Atemi - Ryu Jujitsu is a style of Japanese Jujitsu which incorporates the strengths of boxing, Judo, Aikido, Ken-jitsu, Wing Chun and Karate designed to eliminate any differences in size or strength of an opponent.
The vital issue in Ju-jitsu is effectiveness in combat.
Ju-jitsu is the ability to move from one technique to another, as quickly and as often as necessary to control an attacker. Each technique is designed to teach a specific principle. Though the history of ju-jitsu may well be considered to have begun in the first or second centuries B.C., its renaissance or golden age was undoubtedly during the Edo or Tokugowan era, (1602-1867 A.D.). It was during this period that the major schools of the art flourished and were correlated into a specific and identifiable martial science. There were however prior to and during the rise of the (military government), many school of bu-jutsu (martial arts) which developed their own methods of grappling and methods of striking, which were known as Atemi. 

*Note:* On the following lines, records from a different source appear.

PR #423, opened 2023-08-02
add min_fold_count_limit optimization

u9g:
Stop expanding `@fold` early if the fold contains no `@output` fields and the count of the fold is not outputted, while also not invaliding other filters by skipping the rest of the iterator such as filtering for an upperbound. (`@filter(< 10)`)

### DIFF
--- a/trustfall_core/src/interpreter/execution.rs
+++ b/trustfall_core/src/interpreter/execution.rs
@@ -341,7 +341,11 @@ fn get_min_fold_count_limit(carrier: &mut QueryCarrier, fold: &IRFold) -> Option
                         .expect("for field value to be coercible to usize");
                 Some(variable_value.saturating_add(1))
             }
-            _ => None,
+            // This optimization is only valid if we know that every
+            // filter applied to the folded element count is a comparison
+            // that we can determine the number of elements needed to satisfy
+            // the filter.
+            _ => return None,
         };
 
         match (result, next_limit) {
--- a/trustfall_core/src/interpreter/execution.rs
+++ b/trustfall_core/src/interpreter/execution.rs
@@ -364,6 +364,7 @@ fn collect_fold_elements<'query, Vertex: Clone + Debug + 'query>(
     min_fold_count_limit: &Option<usize>,
     no_outputs_in_fold: bool,
     has_output_on_fold_count: bool,
+    has_tag_on_fold_count: bool,
 ) -> Option<Vec<DataContext<Vertex>>> {
     // We do not apply the min_fold_count_limit optimization if we have an upper bound,
     // in the form of max_fold_count_limit, because if we have a required upperbound,
@@ -412,7 +413,9 @@ fn collect_fold_elements<'query, Vertex: Clone + Debug + 'query>(
             // When we do `iterator.take(*min_fold_count_limit)`, this statement takes at most
             // `min_fold_count_limit` elements, however if we have less the iterator can stop
             // early.
-            Some(min_fold_count_limit) if no_outputs_in_fold && !has_output_on_fold_count => {
+            Some(min_fold_count_limit)
+                if no_outputs_in_fold && !has_output_on_fold_count && !has_tag_on_fold_count =>
+            {
                 iterator.take(*min_fold_count_limit).collect()
             }
             // We weren't able to find any early-termination condition for materializing the fold,
@@ -515,6 +518,23 @@ fn compute_fold<'query, AdapterT: Adapter<'query> + 'query>(
     let no_outputs_in_fold = fold.component.outputs.is_empty();
     let has_output_on_fold_count =
         fold.fold_specific_outputs.values().any(|x| *x == FoldSpecificFieldKind::Count);
+    let has_tag_on_fold_count = parent_component
+        .vertices
+        .iter()
+        .flat_map(|x| {
+            x.1.filters.iter().filter(|x| {
+                let Some(Argument::Tag(FieldRef::FoldSpecificField(tagged_fold_count))) = x.right()
+                else {
+                    return false;
+                };
+
+                tagged_fold_count.fold_root_vid == fold.to_vid
+                    && tagged_fold_count.fold_eid == fold.eid
+                    && tagged_fold_count.kind == FoldSpecificFieldKind::Count
+            })
+        })
+        .next()
+        .is_some();
     let moved_fold = fold.clone();
     let folded_iterator = edge_iterator.filter_map(move |(mut context, neighbors)| {
         let imported_tags = context.imported_tags.clone();
@@ -544,6 +564,7 @@ fn compute_fold<'query, AdapterT: Adapter<'query> + 'query>(
                 &min_fold_size,
                 no_outputs_in_fold,
                 has_output_on_fold_count,
+                has_tag_on_fold_count,
             )?)
         } else {
             None
--- a/trustfall_core/src/interpreter/execution.rs
+++ b/trustfall_core/src/interpreter/execution.rs
@@ -241,6 +241,27 @@ fn construct_outputs<'query, AdapterT: Adapter<'query>>(
     }))
 }
 
+/// Extracts numeric [`FieldValue`] into a `usize`, clamping negative numbers to 0.
+/// Returns `None` on `FieldValue::Null`, and panics otherwise.
+fn usize_from_field_value(field_value: &FieldValue) -> Option<usize> {
+    match field_value {
+        FieldValue::Int64(num) => {
+            Some(usize::try_from(*num.max(&0)).expect("i64 can be converted to usize"))
+        }
+        FieldValue::Uint64(num) => {
+            Some(usize::try_from(*num).expect("i64 can be converted to usize"))
+        }
+        FieldValue::Null => None,
+        FieldValue::Float64(_)
+        | FieldValue::List(_)
+        | FieldValue::Enum(_)
+        | FieldValue::Boolean(_)
+        | FieldValue::String(_) => {
+            panic!("got field value {field_value:#?} in usize_from_field_value which should only ever get Int64, Uint64, or Null")
+        }
+    }
+}
+
 /// If this IRFold has a filter on the folded element count, and that filter imposes
 /// a max size that can be statically determined, return that max size so it can
 /// be used for further optimizations. Otherwise, return None.
@@ -257,11 +278,15 @@ fn get_max_fold_count_limit(carrier: &mut QueryCarrier, fold: &IRFold) -> Option
                 FoldSpecificFieldKind::Count,
                 Argument::Variable(var_ref),
             ) => {
-                let variable_value = query_arguments[&var_ref.variable_name].as_usize().unwrap();
+                let variable_value =
+                    usize_from_field_value(&query_arguments[&var_ref.variable_name])
+                        .expect("for field value to be coercible to usize");
                 Some(variable_value)
             }
             Operation::LessThan(FoldSpecificFieldKind::Count, Argument::Variable(var_ref)) => {
-                let variable_value = query_arguments[&var_ref.variable_name].as_usize().unwrap();
+                let variable_value =
+                    usize_from_field_value(&query_arguments[&var_ref.variable_name])
+                        .expect("for field value to be coercible to usize");
                 // saturating_sub() here is a safeguard against underflow: in principle,
                 // we shouldn't see a comparison for "< 0", but if we do regardless, we'd prefer to
                 // saturate to 0 rather than wrapping around. This check is an optimization and
@@ -271,7 +296,13 @@ fn get_max_fold_count_limit(carrier: &mut QueryCarrier, fold: &IRFold) -> Option
             }
             Operation::OneOf(FoldSpecificFieldKind::Count, Argument::Variable(var_ref)) => {
                 match &query_arguments[&var_ref.variable_name] {
-                    FieldValue::List(v) => v.iter().map(|x| x.as_usize().unwrap()).max(),
+                    FieldValue::List(v) => v
+                        .iter()
+                        .map(|x| {
+                            usize_from_field_value(x)
+                                .expect("for field value to be coercible to usize")
+                        })
+                        .max(),
                     _ => unreachable!(),
                 }
             }
@@ -341,8 +372,9 @@ fn collect_fold_elements<'query, Vertex: Clone + Debug + 'query>(
         // and as an optimization we'd like to stop pulling elements as soon as possible.
         // If we are able to pull more than `max_fold_count_limit + 1` elements,
         // we know that this fold is going to get filtered out, so we might as well
-        // stop materializing its elements early.
-        let mut fold_elements = Vec::with_capacity(*max_fold_count_limit);
+        // stop materializing its elements early. Limit the max allocation size since
+        // it might not always be fully used.
+        let mut fold_elements = Vec::with_capacity((*max_fold_count_limit).min(16));
 
         let mut stopped_early = false;
         for _ in 0..*max_fold_count_limit {
--- a/trustfall_core/src/interpreter/execution.rs
+++ b/trustfall_core/src/interpreter/execution.rs
@@ -513,9 +513,10 @@ fn compute_fold<'query, AdapterT: Adapter<'query> + 'query>(
     let has_tag_on_fold_count = parent_component
         .vertices
         .values()
-        .flat_map(|x| {
-            x.filters.iter().filter(|x| {
-                let Some(Argument::Tag(FieldRef::FoldSpecificField(tagged_fold_count))) = x.right()
+        .flat_map(|vertex| {
+            vertex.filters.iter().filter(|filter| {
+                let Some(Argument::Tag(FieldRef::FoldSpecificField(tagged_fold_count))) =
+                    filter.right()
                 else {
                     return false;
                 };
--- a/trustfall_core/src/interpreter/execution.rs
+++ b/trustfall_core/src/interpreter/execution.rs
@@ -512,9 +512,9 @@ fn compute_fold<'query, AdapterT: Adapter<'query> + 'query>(
         fold.fold_specific_outputs.values().any(|x| *x == FoldSpecificFieldKind::Count);
     let has_tag_on_fold_count = parent_component
         .vertices
-        .iter()
+        .values()
         .flat_map(|x| {
-            x.1.filters.iter().filter(|x| {
+            x.filters.iter().filter(|x| {
                 let Some(Argument::Tag(FieldRef::FoldSpecificField(tagged_fold_count))) = x.right()
                 else {
                     return false;
--- a/trustfall_core/src/interpreter/execution.rs
+++ b/trustfall_core/src/interpreter/execution.rs
@@ -271,8 +271,6 @@ fn get_max_fold_count_limit(carrier: &mut QueryCarrier, fold: &IRFold) -> Option
     let query_arguments = &carrier.query.as_ref().expect("query was not returned").arguments;
     for post_fold_filter in fold.post_filters.iter() {
         let next_limit = match post_fold_filter {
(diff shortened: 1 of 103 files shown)


trustfall_core/src/interpreter/execution.rs
```diff
@@ -411,6 +474,10 @@ fn compute_fold<'query, AdapterT: Adapter<'query> + 'query>(
     let fold_component = fold.component.clone();
     let fold_eid = fold.eid;
     let max_fold_size = get_max_fold_count_limit(carrier, fold.as_ref());
+    let min_fold_size = get_min_fold_count_limit(carrier, fold.as_ref());
+    let no_outputs_in_fold = fold.component.outputs.is_empty();
+    let has_output_on_fold_count =
+        fold.fold_specific_outputs.values().any(|x| *x == FoldSpecificFieldKind::Count);
```
u9g, line 480: this could be an `is_empty` too but it's not because in the future if there are more FoldSpecificFieldKind's then it would be a problem here, so let's just avoid that right now

trustfall_core/src/interpreter/execution.rs
```diff
@@ -434,7 +501,13 @@ fn compute_fold<'query, AdapterT: Adapter<'query> + 'query>(
         let fold_elements = if fold_exists {
             // N.B.: Note the `?` at the end here!
             //       This lets us early-discard folds that failed a post-processing filter.
-            Some(collect_fold_elements(computed_iterator, &max_fold_size)?)
+            Some(collect_fold_elements(
+                computed_iterator,
+                &max_fold_size,
+                &min_fold_size,
```
u9g, line 507: Why are we passing `Option<usize>` by reference? I left it like this because `max_fold_size` already did this but it's not necessary.

trustfall_core/src/interpreter/execution.rs
```diff
@@ -286,10 +288,52 @@ fn get_max_fold_count_limit(carrier: &mut QueryCarrier, fold: &IRFold) -> Option
...
+                Argument::Variable(var_ref),
+            ) => {
+                let variable_value = query_arguments[&var_ref.variable_name].as_usize().unwrap();
+                Some(variable_value)
+            }
+            Operation::GreaterThan(FoldSpecificFieldKind::Count, Argument::Variable(var_ref)) => {
+                let variable_value = query_arguments[&var_ref.variable_name].as_usize().unwrap();
+                Some(variable_value + 1)
+            }
+            _ => None,
```
u9g, line 313: We can add a branch like this:
```rust
Operation::NotOneOf(FoldSpecificFieldKind::Count, Argument::Variable(var_ref)) => {
  match &query_arguments[&var_ref.variable_name] {
    FieldValue::List(v) => v.iter().map(|x| x.as_usize().unwrap()).max().map(|x| x + 1),
    _ => unreachable!(),
  }
}
```

but let's add more tests first

u9g (commented):
some thoughts

trustfall_core/src/interpreter/execution.rs
```diff
@@ -286,10 +288,52 @@ fn get_max_fold_count_limit(carrier: &mut QueryCarrier, fold: &IRFold) -> Option
...
     mut iterator: ContextIterator<'query, Vertex>,
     max_fold_count_limit: &Option<usize>,
+    min_fold_count_limit: &Option<usize>,
+    no_outputs_in_fold: bool,
+    has_output_on_fold_count: bool,
 ) -> Option<Vec<DataContext<Vertex>>> {
+    // We do not apply the min_fold_count_limit optimization if we have an upper bound,
+    // in the form of max_fold_count_limit, because if we have a required upperbound,
+    // then we can't stop at the lower bound, if we are required to observe whether we hit the
+    // upperbound, it's no longer safe to stop at the lower bound.
```
u9g, line 336: is it too much to repeat the same exact thing another time at the end here after the comma?

trustfall_core/src/interpreter/execution.rs
```diff
@@ -286,10 +288,52 @@ fn get_max_fold_count_limit(carrier: &mut QueryCarrier, fold: &IRFold) -> Option
...
+        }
+    }
+
+    result
+}
+
 fn collect_fold_elements<'query, Vertex: Clone + Debug + 'query>(
     mut iterator: ContextIterator<'query, Vertex>,
     max_fold_count_limit: &Option<usize>,
+    min_fold_count_limit: &Option<usize>,
```
u9g, line 329: if we make this an isize instead of a usize, then we can make -1 the None case and save half the space, going from 16 for the Option to 8 for an isize, but it might be slightly more confusing.

trustfall_core/src/interpreter/execution.rs
obi1kenobi: Yeah this is a bit hard to read. Can you try rephrasing it a bit, perhaps splitting into two or more sentences with clearer structure?

trustfall_core/src/interpreter/execution.rs
```diff
@@ -318,9 +362,28 @@ fn collect_fold_elements<'query, Vertex: Clone + Debug + 'query>(
 
         Some(fold_elements)
     } else {
-        // We weren't able to find any early-termination condition for materializing the fold,
-        // so materialize the whole thing and return it.
-        Some(iterator.collect())
+        let collected = match min_fold_count_limit {
+            // If we have a min_fold_count_limit then it is safe to .take(min_fold_count_limit)
+            // because .take will take at max min_fold_count_limit elements, and if the iterator has
+            // less it will just take all of them.
```
obi1kenobi, line 368:
```suggestion
            // If we have a min_fold_count_limit then it is safe to .take(min_fold_count_limit)
            // because it will take at most min_fold_count_limit elements, and if the iterator has
            // fewer items then it will just take all of them.
```

trustfall_core/src/interpreter/execution.rs
```diff
@@ -318,9 +362,28 @@ fn collect_fold_elements<'query, Vertex: Clone + Debug + 'query>(
...
+
+            // This optimization requires that the user can never observe that we didn't fully
+            // iterate the entire iterator. This is only possible if the fold has no outputs and
+            // the user does not have output the count of elements in the fold.
+
```
obi1kenobi, line 373:
```suggestion
            //
            // This optimization requires that the user can never observe that we didn't fully
            // compute the entire `@fold`. This is only possible if the fold has no outputs and
            // the user does not have output the count of elements in the fold.
            //
```
If you're leaving a block comment, always make sure it's linked up even across the blank lines in it.

Also, just a slight wording nit to use user-facing language. "Iterate the iterator" is an implementation detail not visible to the user, they don't see or know about iterators anywhere except as what the `execute_query()` function returns.

trustfall_core/src/interpreter/execution.rs
```diff
@@ -318,9 +362,28 @@ fn collect_fold_elements<'query, Vertex: Clone + Debug + 'query>(
...
+            // Additionally, we only apply this optimization if we don't have an upper bound,
+            // in the form of max_fold_count_limit, because if we dont have a required upperbound
+            // can we stop at the lower bound, if we are required to observe whether we hit the
+            // upperbound, it's no longer safe to stop at the lower bound.
```
obi1kenobi, line 377: This also needs some editing for clarity, similar to before.

trustfall_core/src/interpreter/execution.rs
obi1kenobi: I think it's slightly smaller and possibly a bit more efficient as a result: `usize` is one word, `&Option<usize>` is also one word, but `Option<usize>` is at least 1 byte bigger and possibly more.

Bit of a micro-optimization. You did the right thing by matching what the current code was doing. If there was no current code it wouldn't have been a mistake to pass it by value instead of by reference either.

obi1kenobi (commented):
Just some nitpicks on wording. Writing clear and concise comments is an art worth practicing.

The code change looks broadly correct and the test case changes look great.

trustfall_core/src/interpreter/execution.rs
obi1kenobi: I think that's not worth it, too much likelihood of introducing weird bugs.

trustfall_core/src/interpreter/execution.rs
u9g: reworded to now be:
```
If we must collect the fold up to our upperbound of `max_fold_count_limit`,
then we won't use our lowerbound of `min_fold_count_limit`, as by definition
the upperbound will be larger than the lowerbound.
```

trustfall_core/src/interpreter/execution.rs
```diff
@@ -443,6 +506,27 @@ fn compute_fold<'query, AdapterT: Adapter<'query> + 'query>(
...
     let max_fold_size = get_max_fold_count_limit(carrier, fold.as_ref());
+    let min_fold_size = get_min_fold_count_limit(carrier, fold.as_ref());
+    let no_outputs_in_fold = fold.component.outputs.is_empty();
+    let has_output_on_fold_count =
+        fold.fold_specific_outputs.values().any(|x| *x == FoldSpecificFieldKind::Count);
+    let has_tag_on_fold_count = parent_component
+        .vertices
+        .iter()
+        .flat_map(|x| {
+            x.1.filters.iter().filter(|x| {
```
obi1kenobi, line 517: `.iter()` then `x.1` is the same as `.values()` which is more idiomatic Rust

obi1kenobi (commented):
Just some nitpicks to make the Rust more idiomatic, otherwise this is good to go.

trustfall_core/src/interpreter/execution.rs
obi1kenobi: I'm getting tripped up on the "by definition" bit. What definition? Don't we get the upper and lower bounds from separate filters, and it's technically possible that we have a nonsensical query with self-contradicting filters that end up violating this "definition"?

u9g: Shouldn’t that be an impossible filter, and since we solve for the solution space of filters, it would be impossible?

obi1kenobi: Being impossible means it produces no results, not that it can't be executed by a user. The code still has to handle it.

u9g: We can assert on it anyways, if that would be better

obi1kenobi: I don't think we can assert on it — that's what I'm saying. A query with self-contradicting filters is _valid_. It's okay to execute it, and Trustfall must not crash on it. We may one day choose to trigger a lint on such queries, but even then, the query _is allowed_ to be executed, and must still produce the correct — empty — result.

Come to think of it, it's probably best to make some query test cases like that. How about these:
```
{
    Number(min: 30, max: 30) {
        ... on Composite {
            value @output
            
            primeFactor @fold @transform(op: "count") @filter(op: ">=", value: ["$min"]) @filter(op: "<=", value: ["$max"])
        }
    }
}

args:
{
    "min": 2,
    "max": 3,
}
```
- This one should return `{ value: 30 }` because the fold count is 3, which is >= 2 and <= 3.
- The new fold count optimization shouldn't kick in because we still need to check the other filter.

```
{
    Number(min: 30, max: 30) {
        ... on Composite {
            value @output
            
            primeFactor @fold @transform(op: "count") @filter(op: ">=", value: ["$min"]) @filter(op: "<=", value: ["$max"])
        }
    }
}

args:
{
    "min": 3,
    "max": 2,
}
```
- This one should return no results because the filter conditions are `>= 3 && <= 2`.
- The new fold count optimization probably shouldn't kick in here either, for the same reason.

trustfall_core/src/interpreter/execution.rs
```diff
@@ -317,10 +319,56 @@ fn get_max_fold_count_limit(carrier: &mut QueryCarrier, fold: &IRFold) -> Option
...
+                let variable_value =
+                    usize_from_field_value(&query_arguments[&var_ref.variable_name])
+                        .expect("for field value to be coercible to usize");
+                Some(variable_value)
+            }
+            Operation::GreaterThan(FoldSpecificFieldKind::Count, Argument::Variable(var_ref)) => {
+                let variable_value =
+                    usize_from_field_value(&query_arguments[&var_ref.variable_name])
+                        .expect("for field value to be coercible to usize");
+                Some(variable_value + 1)
```
obi1kenobi, line 346: micro-fix:
```suggestion
                Some(variable_value.saturating_add(1))
```
so we don't overflow and panic

trustfall_core/src/interpreter/execution.rs
u9g: Added a test for this

trustfall_core/src/interpreter/execution.rs
```diff
@@ -317,10 +317,56 @@ fn get_max_fold_count_limit(carrier: &mut QueryCarrier, fold: &IRFold) -> Option
...
+                let variable_value =
+                    usize_from_field_value(&query_arguments[&var_ref.variable_name])
+                        .expect("for field value to be coercible to usize");
+                Some(variable_value.saturating_add(1))
+            }
+            // This optimization is only valid if we know that every
+            // filter applied to the folded element count is a comparison
+            // that we can determine the number of elements needed to satisfy
+            // the filter.
+            _ => return None,
```
u9g, line 348: this actually doesn't fix any tests, it would be good to introduce a failing test that is fixed by this so we know that this `return None` is doing the right thing

trustfall_core/src/interpreter/execution.rs
```diff
@@ -443,6 +502,25 @@ fn compute_fold<'query, AdapterT: Adapter<'query> + 'query>(
...
+            else {
+                return false;
+            };
+
+            tagged_fold_count.fold_root_vid == fold.to_vid
+                && tagged_fold_count.fold_eid == fold.eid
+                && tagged_fold_count.kind == FoldSpecificFieldKind::Count
+        })
+    });
+    let safe_to_skip_part_of_fold =
```
u9g, line 522: is `safe_to_skip_part_of_fold` too non-specific as to which part we can skip?

trustfall_core/src/interpreter/execution.rs
u9g: test case added for this: https://github.com/obi1kenobi/trustfall/pull/431

trustfall_core/src/interpreter/execution.rs
```diff
@@ -317,10 +317,56 @@ fn get_max_fold_count_limit(carrier: &mut QueryCarrier, fold: &IRFold) -> Option
...
+            Operation::GreaterThan(FoldSpecificFieldKind::Count, Argument::Variable(var_ref)) => {
+                let variable_value =
+                    usize_from_field_value(&query_arguments[&var_ref.variable_name])
+                        .expect("for field value to be coercible to usize");
+                Some(variable_value.saturating_add(1))
+            }
+            // This optimization is only valid if we know that every
+            // filter applied to the folded element count is a comparison
+            // that we can determine the number of elements needed to satisfy
+            // the filter.
```
obi1kenobi, line 347: this portion of this comment doesn't really make sense to me:
```
a comparison that we can determine the number of elements needed to satisfy the filter.
```

To simplify, you can out "this optimization is only valid if" and replace it with "every filter on the fold count must ..."

But also, I'm not sure this comment is at the right level of abstraction. This comment makes a general statement about "this optimization" where the optimization is never defined — the function's docs say "further optimizations." It doesn't say anything about this match branch, so it would be hard for the reader to connect all the clues to figure out what's going on.

trustfall_core/src/interpreter/execution.rs
obi1kenobi: nicely done!

trustfall_core/src/interpreter/execution.rs
```diff
@@ -350,9 +396,22 @@ fn collect_fold_elements<'query, Vertex: Clone + Debug + 'query>(
...
+        let collected = match min_fold_count_limit {
+            // Queries that do not observe the fold count nor any fold contents may be able to
+            // be optimized by only partially expanding the fold, just enough to check any filters
+            // that may be applied to the fold count.
+            //
+            // For example, if `@filter(op: ">", value: ["$ten"])` is our only filter on the count
+            // of the fold, we can stop computing the rest of the fold after seeing we have 11 elements.
+            Some(min_fold_count_limit) if safe_to_skip_part_of_fold => {
+                iterator.take(*min_fold_count_limit).collect()
+            }
```
obi1kenobi, line 408: Do you think it's worth tweaking the implementation here a bit to simplify the logic?

Here's what I noticed: `safe_to_skip_part_of_fold = false` with `min_fold_count_limit = Some(...)` is the same as `safe_to_skip_part_of_fold = true` with `min_fold_count_limit = None`. Also, `safe_to_skip_part_of_fold` has a pretty awkward name, which is usually a sign that the concept it represents is muddy as well.

In that light, it seems weird that we're splitting the logic so that the caller of this function prepares the two values, but isn't allowed to combine them. Perhaps we can eliminate `safe_to_skip_part_of_fold` completely by making the caller turn the `min_fold_count_limit` to `None` if the fold expansion couldn't be short-circuited?

In that case, the bulk of this comment would be best moved outside into the caller as well, since that's where most of the logic is on _whether_ this optimization can be applied. This function just ends up doing what it's told.

trustfall_core/src/interpreter/execution.rs
obi1kenobi: The name isn't great. But see the comment above on an idea how we can skip it entirely.

Meta: try naming things for what they _represent_ and not for _what should be done with them_. Right now, you tend to give a lot of imperative names like that, but those tend to age poorly because they might end up being used differently than originally intended. Names that describe what the value _represents_, not _how it's going to be used_, will age much better. Try thinking of some names like that and maybe put a few ideas in reply if you want feedback?

trustfall_core/src/interpreter/execution.rs
u9g: Hm, you're right. Maybe something like `If we find a filter that we can't evaluate partially evaluate, fail early.` Would be a better comment.

obi1kenobi: Much better! Small nit: "partial evaluation" is also the term for an unrelated idea, which might confuse the reader. Perhaps "filter that would require evaluating the fold past its minimum count" or something?

I don't love my suggestion, perhaps you can come up with something even better.

u9g: I see what you're saying, `If we find a filter that requires us to evaluate the entire fold, fail early.` is better I think since it doesn't require knowing what we are partially evaluating. Although this gives the mistaken impression that every fold count filter that gets here will need to be fully evaluated which isn't necessarily the case. Another try would be `If we don't know how many elements of the fold are required to satisfy this filter, fail early.`

obi1kenobi: The latter is good, I like that. "Requires us to evaluate the entire fold" is technically incorrect as you point out.

trustfall_core/src/interpreter/execution.rs
u9g: Right, I removed this `if safe_to_skip_part_of_fold` from `collect_fold()` and put it in the caller, and combined the boolean checks, this way `collect_fold()` only has to execute on the option, it doesn't have to deal with extra conditions if the option already has one built in.

trustfall_core/src/interpreter/execution.rs
u9g: Right, to name this variable something better, I think `fold_values_not_observed` or `fold_values_ignored` would suffice since that's what this boolean represents is that the fold values are not observed, neither the final count of values not the individual values by `@fold`'ing on them.

trustfall_core/src/interpreter/execution.rs
u9g: Okay great, updated to that

obi1kenobi (approved):

PR #425, opened 2023-08-02
Add negative filter tests

u9g:


trustfall_core/src/interpreter/execution.rs
```diff
@@ -241,6 +241,24 @@ fn construct_outputs<'query, AdapterT: Adapter<'query>>(
...
 }
 
+/// takes a FieldValue and produces a usize clamped to 0 and usize::MAX
+fn usize_from_field_value(field_value: &FieldValue) -> Option<usize> {
+    match field_value {
+        FieldValue::Int64(num) => {
+            Some(usize::try_from(*num.max(&0)).expect("i64 can be converted to usize"))
+        }
+        FieldValue::Uint64(num) => {
+            Some(usize::try_from(*num).expect("i64 can be converted to usize"))
```
u9g, line 251: usize should be bigger than both of these right? there's no need to also .min this with `usize::MAX` I think

obi1kenobi: It's not actually guaranteed to, it's possible that `usize` is 32-bit e.g. on `wasm32` platforms whereas `u64` is always 64-bit. Your call on whether we sort this out now or not.

obi1kenobi: But either update the docstring or the code, because right now the docstring says this is clamped to `usize::MAX` when the code doesn't actually clamp it.

trustfall_core/src/interpreter/execution.rs
```diff
@@ -241,6 +241,24 @@ fn construct_outputs<'query, AdapterT: Adapter<'query>>(
     }))
 }
 
+/// takes a FieldValue and produces a usize clamped to 0 and usize::MAX
```
obi1kenobi, line 244:
```suggestion
/// Takes a FieldValue and produces a usize clamped between 0 and `usize::MAX`.
```
Docstrings should always be capitalized and use code blocks for code.

trustfall_core/src/interpreter/execution.rs
```diff
@@ -241,6 +241,24 @@ fn construct_outputs<'query, AdapterT: Adapter<'query>>(
...
+        }
+        FieldValue::Uint64(num) => {
+            Some(usize::try_from(*num).expect("i64 can be converted to usize"))
+        }
+        FieldValue::Float64(_)
+        | FieldValue::List(_)
+        | FieldValue::Enum(_)
+        | FieldValue::Boolean(_)
+        | FieldValue::String(_)
+        | FieldValue::Null => None,
```
obi1kenobi, line 258: For `null` it's fine to return `None` (imagine a tag being used), but for everything else we should panic instead because that indicates a bug in the type-checker.

trustfall_core/src/interpreter/execution.rs
```diff
@@ -298,7 +326,7 @@ fn collect_fold_elements<'query, Vertex: Clone + Debug + 'query>(
         // If we are able to pull more than `max_fold_count_limit + 1` elements,
         // we know that this fold is going to get filtered out, so we might as well
         // stop materializing its elements early.
-        let mut fold_elements = Vec::with_capacity(*max_fold_count_limit);
+        let mut fold_elements = Vec::with_capacity((*max_fold_count_limit).min(16));
```
obi1kenobi, line 329: please update the comment to explain why `.min(16)`, it isn't obvious.

trustfall_core/test_data/tests/valid_queries/fold_count_filter_eq.graphql.ron
obi1kenobi, line 1: Please name the file something that more accurately communicates what's being tested, right now it isn't obvious that the point of the test is to use a negative number as the argument.

trustfall_core/test_data/tests/valid_queries/fold_count_filter_eq.graphql.ron
```diff
@@ -0,0 +1,19 @@
+TestGraphQLQuery (
+    // We use a negative number as a filter to ensure that we properly handle the negative number case in get_max_fold_count_limit.
```
obi1kenobi, line 2: A few issues here:
- This line is too long. We don't currently have a linter set up, but please try to keep lines below 100 chars in all files to make sure they are readable.
- The comment references implementation details that may change and that ultimately aren't important. The test ensures that comparisons with negative numbers on count work _in general_, and would catch any failures even if they aren't in `get_max_fold_count_limit()`. I wouldn't name that function or any other implementation details here.
- `get_max_fold_count_limit()` is code and a function. Please try to always put code in backticks and have function names followed by `()` to show they are functions.

u9g: I spruced up the comments in the tests to look like this:

`// Ensure that we properly handle negative numbers in a `not_one_of` filter on a folded edge's count.`

I believe this is the longest one, and it's 101 characters including `// ` so I think that's fine for now. I removed any mentions to internals in tests, good call.

trustfall_core/src/interpreter/execution.rs
u9g: I update3d the docstring for now to just not say it's clamped to usize::MAX, instead it just says that we return a positive usize.

trustfall_core/src/interpreter/execution.rs
```diff
@@ -241,6 +241,27 @@ fn construct_outputs<'query, AdapterT: Adapter<'query>>(
     }))
 }
 
+/// Takes a FieldValue and returns a positive usize. If the FieldValue is a Null,
+/// returns None.
```
obi1kenobi, line 245:
```suggestion
/// Extracts numeric `FieldValue` into a `usize`, clamping negative numbers to 0.
/// Returns `None` on `FieldValue::Null`, and panics otherwise.
```

obi1kenobi (approved):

One of the last grappling schools to be founded in Japanese history was the Takenouchi ryu in the June of 1532. Takenouchi primarily used the term Koshi-no-mawasi (to encircle the loins or hips) to denote his school. Takenouchi Ryu as a grappling or bu-jitsu art being classified as a Ju-jitsu ryu, did not exclude the ryu usage of weapons. Prince Chumutake Hissamori Diasuka Takenouchi was a landowner in the providence of the present day Okayama, at a place called Mimasaku. Here Takenouchi owned a castle by the Asaki river.
Takenouchi was a man of extremely low stature. He was so small that when he wore this Odashi (long sword) his compatriots would comment on a long sword taking a short man for a walk. Takenouchi laughed all this off and was as skillful and courageous a warrior as any other. In 1532, Takenouchi made a pilgrimage to the Samnomiya shrine where he prayed, meditated and practiced some yawasa techniques that he had devised.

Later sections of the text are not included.